_ABOUT THIS EXERCISE_:
As the answer, give every line of the records that includes the word "static".

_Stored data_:

>>>

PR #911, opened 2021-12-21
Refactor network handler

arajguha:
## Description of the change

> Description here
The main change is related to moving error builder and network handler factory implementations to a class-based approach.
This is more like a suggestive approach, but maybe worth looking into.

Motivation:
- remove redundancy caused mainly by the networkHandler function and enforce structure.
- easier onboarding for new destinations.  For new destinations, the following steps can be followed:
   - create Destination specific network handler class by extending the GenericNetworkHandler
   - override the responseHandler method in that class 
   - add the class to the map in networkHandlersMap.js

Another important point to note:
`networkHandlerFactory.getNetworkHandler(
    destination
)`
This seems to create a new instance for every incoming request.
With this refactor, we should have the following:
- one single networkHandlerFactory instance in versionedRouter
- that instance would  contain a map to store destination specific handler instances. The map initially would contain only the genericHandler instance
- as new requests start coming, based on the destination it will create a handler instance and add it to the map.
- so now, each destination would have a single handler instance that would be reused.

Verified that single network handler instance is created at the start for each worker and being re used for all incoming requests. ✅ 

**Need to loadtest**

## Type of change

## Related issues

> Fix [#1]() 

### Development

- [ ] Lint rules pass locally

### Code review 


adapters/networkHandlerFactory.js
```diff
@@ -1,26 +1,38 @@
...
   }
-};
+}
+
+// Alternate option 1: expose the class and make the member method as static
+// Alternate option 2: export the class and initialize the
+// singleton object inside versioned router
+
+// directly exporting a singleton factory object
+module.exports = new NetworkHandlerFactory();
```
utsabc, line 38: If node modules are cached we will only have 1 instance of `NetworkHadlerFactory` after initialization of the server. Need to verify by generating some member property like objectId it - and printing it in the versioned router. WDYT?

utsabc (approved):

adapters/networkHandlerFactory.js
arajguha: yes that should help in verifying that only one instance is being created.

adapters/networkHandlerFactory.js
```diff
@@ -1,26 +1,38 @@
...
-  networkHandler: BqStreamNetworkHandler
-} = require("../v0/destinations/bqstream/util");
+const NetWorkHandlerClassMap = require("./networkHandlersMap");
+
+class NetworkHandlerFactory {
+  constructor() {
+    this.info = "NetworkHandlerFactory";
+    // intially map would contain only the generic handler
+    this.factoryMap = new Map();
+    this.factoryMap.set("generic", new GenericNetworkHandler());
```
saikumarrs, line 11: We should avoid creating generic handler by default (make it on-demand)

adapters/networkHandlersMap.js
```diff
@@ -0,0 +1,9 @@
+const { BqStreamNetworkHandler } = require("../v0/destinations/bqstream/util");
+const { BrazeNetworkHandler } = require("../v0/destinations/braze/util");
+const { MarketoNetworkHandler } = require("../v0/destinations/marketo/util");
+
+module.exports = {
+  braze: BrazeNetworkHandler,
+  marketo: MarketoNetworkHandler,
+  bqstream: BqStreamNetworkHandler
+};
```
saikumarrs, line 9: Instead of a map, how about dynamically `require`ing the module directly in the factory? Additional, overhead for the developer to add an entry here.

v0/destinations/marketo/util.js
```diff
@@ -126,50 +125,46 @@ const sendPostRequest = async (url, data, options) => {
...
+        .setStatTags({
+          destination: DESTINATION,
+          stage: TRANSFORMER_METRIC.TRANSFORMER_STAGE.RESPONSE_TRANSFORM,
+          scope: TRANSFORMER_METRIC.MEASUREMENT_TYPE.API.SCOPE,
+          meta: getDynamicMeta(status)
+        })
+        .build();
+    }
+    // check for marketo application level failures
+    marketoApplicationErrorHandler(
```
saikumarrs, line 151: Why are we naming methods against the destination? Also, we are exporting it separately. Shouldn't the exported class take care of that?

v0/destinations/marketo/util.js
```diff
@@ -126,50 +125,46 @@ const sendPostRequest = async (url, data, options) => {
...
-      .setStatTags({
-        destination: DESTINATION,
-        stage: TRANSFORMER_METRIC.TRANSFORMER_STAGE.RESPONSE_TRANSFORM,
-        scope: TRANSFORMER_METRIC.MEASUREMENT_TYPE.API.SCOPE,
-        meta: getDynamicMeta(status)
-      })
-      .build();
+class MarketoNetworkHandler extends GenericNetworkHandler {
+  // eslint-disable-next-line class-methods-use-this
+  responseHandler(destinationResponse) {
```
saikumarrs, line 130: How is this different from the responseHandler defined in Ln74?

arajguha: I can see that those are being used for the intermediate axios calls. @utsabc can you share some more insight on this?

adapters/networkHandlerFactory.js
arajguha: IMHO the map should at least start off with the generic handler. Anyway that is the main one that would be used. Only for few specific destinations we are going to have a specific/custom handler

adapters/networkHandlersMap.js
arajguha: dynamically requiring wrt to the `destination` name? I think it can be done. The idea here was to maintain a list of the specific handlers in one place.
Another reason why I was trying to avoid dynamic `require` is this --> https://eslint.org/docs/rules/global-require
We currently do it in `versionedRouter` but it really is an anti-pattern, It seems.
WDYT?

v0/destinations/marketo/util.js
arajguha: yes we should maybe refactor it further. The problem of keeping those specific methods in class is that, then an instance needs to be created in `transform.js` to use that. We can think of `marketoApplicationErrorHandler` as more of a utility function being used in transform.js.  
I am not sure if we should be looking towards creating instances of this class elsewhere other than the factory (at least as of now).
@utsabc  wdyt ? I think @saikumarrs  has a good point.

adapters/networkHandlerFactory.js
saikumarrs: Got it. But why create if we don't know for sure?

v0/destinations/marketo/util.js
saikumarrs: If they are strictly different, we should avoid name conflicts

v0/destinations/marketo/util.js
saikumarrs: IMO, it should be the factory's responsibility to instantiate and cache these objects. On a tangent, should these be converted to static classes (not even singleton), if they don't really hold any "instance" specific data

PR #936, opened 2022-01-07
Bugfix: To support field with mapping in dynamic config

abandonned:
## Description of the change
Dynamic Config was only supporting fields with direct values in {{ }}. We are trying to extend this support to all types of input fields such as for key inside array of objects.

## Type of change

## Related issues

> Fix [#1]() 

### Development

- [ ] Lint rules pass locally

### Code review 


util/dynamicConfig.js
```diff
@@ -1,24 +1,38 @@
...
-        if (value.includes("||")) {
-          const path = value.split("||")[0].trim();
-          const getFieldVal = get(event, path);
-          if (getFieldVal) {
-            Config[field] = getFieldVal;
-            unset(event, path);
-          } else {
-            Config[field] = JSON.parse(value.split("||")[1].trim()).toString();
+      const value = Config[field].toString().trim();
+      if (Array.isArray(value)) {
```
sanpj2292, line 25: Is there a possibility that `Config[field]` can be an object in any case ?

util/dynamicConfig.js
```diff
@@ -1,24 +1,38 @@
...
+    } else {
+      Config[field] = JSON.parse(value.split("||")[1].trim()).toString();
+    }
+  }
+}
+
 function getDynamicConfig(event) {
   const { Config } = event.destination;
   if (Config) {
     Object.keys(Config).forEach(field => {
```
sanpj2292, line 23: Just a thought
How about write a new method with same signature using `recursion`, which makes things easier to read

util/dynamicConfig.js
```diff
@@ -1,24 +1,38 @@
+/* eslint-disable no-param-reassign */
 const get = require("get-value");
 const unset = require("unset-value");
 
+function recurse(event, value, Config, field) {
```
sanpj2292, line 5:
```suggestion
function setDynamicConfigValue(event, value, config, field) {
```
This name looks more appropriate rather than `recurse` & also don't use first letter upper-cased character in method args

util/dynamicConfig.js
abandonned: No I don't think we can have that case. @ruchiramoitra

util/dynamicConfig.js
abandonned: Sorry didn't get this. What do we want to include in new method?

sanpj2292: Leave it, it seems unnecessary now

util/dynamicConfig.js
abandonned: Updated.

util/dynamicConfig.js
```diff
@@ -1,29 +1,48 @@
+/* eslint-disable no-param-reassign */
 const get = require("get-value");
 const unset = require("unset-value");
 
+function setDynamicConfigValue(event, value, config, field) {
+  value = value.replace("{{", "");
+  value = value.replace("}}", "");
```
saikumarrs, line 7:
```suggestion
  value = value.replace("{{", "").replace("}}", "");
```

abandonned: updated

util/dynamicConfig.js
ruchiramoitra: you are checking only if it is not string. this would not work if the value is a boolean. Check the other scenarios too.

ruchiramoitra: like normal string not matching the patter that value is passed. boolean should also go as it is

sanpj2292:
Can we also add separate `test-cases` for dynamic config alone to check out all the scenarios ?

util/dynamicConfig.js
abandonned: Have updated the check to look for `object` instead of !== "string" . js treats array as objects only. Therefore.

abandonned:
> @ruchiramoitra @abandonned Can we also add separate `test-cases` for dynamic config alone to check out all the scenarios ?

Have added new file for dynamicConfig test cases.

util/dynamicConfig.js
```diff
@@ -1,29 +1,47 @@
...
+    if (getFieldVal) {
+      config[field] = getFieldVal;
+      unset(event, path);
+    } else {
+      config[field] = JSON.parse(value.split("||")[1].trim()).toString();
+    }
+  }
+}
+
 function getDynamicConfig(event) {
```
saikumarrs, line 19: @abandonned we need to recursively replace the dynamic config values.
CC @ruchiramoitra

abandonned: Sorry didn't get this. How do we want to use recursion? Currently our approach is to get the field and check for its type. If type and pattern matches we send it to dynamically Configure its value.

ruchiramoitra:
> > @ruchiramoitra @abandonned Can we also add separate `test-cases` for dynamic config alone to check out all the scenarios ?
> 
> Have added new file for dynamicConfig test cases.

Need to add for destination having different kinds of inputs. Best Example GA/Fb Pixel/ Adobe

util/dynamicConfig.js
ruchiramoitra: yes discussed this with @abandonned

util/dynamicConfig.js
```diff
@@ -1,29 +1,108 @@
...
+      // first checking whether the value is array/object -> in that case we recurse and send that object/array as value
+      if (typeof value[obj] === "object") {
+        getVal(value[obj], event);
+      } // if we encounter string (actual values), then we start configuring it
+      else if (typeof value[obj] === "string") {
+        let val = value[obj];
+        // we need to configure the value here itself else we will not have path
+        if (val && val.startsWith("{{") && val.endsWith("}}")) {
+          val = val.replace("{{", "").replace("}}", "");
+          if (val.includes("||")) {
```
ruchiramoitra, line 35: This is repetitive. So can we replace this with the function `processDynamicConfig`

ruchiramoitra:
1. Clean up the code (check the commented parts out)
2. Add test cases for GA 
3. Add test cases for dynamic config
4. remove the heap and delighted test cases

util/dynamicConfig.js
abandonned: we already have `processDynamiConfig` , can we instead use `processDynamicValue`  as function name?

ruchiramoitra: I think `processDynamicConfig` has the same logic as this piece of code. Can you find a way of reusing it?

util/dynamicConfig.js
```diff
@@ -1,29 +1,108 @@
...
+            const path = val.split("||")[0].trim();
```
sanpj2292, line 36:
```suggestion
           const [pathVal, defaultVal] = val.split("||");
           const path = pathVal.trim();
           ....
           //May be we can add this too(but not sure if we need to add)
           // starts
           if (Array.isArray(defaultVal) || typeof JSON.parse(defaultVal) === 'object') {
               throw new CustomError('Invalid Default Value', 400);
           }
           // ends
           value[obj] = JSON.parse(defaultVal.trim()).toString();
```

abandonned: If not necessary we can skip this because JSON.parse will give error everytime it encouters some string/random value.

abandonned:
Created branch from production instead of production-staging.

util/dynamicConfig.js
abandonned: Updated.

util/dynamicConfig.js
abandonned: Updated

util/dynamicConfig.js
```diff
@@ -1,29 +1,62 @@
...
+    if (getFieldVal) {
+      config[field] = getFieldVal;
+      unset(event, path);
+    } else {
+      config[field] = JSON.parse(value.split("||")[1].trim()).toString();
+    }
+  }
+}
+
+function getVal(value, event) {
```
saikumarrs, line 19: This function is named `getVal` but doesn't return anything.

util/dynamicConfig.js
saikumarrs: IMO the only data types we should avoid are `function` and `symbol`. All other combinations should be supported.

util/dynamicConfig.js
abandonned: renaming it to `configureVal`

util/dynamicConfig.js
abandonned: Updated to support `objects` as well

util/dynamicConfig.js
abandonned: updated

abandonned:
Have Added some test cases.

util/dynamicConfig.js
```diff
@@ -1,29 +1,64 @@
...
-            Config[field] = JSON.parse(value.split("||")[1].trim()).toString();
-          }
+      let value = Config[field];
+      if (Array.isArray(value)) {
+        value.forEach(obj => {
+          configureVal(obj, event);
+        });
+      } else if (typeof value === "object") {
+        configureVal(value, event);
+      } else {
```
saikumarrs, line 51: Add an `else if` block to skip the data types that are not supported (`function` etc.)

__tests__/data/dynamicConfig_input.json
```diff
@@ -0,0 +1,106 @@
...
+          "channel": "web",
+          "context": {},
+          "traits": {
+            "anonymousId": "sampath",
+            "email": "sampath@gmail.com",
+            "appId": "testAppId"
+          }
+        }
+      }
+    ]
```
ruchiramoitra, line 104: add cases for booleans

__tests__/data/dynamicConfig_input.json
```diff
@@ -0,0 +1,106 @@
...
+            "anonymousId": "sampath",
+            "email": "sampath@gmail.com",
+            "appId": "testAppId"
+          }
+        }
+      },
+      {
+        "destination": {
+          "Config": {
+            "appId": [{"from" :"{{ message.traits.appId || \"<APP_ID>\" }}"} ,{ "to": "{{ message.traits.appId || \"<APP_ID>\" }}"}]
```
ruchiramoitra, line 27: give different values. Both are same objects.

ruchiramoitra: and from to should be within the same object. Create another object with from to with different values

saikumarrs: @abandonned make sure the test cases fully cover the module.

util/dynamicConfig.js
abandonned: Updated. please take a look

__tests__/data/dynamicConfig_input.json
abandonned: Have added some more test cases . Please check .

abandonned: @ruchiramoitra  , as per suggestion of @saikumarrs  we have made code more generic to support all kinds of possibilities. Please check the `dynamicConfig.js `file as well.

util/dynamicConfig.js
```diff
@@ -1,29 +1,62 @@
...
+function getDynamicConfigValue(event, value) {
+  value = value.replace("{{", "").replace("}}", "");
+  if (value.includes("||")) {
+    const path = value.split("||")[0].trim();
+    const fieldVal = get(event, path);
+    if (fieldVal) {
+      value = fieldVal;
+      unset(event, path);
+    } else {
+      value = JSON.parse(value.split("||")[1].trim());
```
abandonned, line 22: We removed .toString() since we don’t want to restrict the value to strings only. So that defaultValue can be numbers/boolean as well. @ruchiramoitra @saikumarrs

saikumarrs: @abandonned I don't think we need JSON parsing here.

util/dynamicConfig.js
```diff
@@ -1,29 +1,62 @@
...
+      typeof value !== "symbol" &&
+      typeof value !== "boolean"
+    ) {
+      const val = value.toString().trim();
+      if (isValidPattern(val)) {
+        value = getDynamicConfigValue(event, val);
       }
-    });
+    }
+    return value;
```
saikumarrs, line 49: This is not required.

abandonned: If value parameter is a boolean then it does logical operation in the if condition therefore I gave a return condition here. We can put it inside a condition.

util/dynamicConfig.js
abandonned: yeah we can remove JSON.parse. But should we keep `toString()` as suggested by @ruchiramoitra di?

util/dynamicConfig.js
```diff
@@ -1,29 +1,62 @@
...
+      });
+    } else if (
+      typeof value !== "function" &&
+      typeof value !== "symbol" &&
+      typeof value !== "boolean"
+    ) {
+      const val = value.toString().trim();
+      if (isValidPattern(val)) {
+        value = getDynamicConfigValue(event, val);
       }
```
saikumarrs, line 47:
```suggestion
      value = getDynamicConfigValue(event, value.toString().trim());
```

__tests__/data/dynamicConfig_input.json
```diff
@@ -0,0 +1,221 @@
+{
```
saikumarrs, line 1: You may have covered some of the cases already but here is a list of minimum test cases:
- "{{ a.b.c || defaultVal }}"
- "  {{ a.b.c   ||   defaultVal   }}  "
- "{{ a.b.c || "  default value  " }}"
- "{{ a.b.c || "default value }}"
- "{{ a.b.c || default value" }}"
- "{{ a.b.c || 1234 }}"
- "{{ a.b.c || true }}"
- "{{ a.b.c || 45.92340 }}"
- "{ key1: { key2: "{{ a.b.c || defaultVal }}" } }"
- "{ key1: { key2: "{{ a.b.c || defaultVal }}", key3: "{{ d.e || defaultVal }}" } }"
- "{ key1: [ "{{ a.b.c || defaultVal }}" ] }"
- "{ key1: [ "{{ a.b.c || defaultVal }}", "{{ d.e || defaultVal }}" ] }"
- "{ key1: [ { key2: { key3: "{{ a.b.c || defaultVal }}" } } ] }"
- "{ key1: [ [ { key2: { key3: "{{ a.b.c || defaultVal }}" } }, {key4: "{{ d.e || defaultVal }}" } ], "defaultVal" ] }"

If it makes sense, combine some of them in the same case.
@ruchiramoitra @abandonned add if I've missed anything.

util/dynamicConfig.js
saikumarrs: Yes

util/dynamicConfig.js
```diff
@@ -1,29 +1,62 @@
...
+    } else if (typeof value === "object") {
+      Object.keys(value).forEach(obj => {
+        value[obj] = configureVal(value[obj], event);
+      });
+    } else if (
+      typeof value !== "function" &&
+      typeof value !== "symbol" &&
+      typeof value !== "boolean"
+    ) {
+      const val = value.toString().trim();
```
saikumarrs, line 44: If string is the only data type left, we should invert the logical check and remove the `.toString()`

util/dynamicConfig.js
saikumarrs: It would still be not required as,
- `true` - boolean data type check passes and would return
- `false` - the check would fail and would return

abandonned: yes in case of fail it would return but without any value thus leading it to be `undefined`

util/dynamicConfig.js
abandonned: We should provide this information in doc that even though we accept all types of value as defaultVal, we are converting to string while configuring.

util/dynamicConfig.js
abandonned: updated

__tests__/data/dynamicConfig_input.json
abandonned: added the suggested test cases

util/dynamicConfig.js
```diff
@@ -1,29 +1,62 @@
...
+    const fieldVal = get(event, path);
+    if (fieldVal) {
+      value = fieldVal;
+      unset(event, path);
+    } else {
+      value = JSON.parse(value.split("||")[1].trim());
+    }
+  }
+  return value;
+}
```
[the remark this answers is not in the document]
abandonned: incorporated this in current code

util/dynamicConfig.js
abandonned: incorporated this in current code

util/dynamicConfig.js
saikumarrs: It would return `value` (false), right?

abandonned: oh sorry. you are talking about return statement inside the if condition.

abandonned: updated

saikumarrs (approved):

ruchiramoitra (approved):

<<<

_RESPONSE_:
+// Alternate option 1: expose the class and make the member method as static
saikumarrs: IMO, it should be the factory's responsibility to instantiate and cache these objects. On a tangent, should these be converted to static classes (not even singleton), if they don't really hold any "instance" specific data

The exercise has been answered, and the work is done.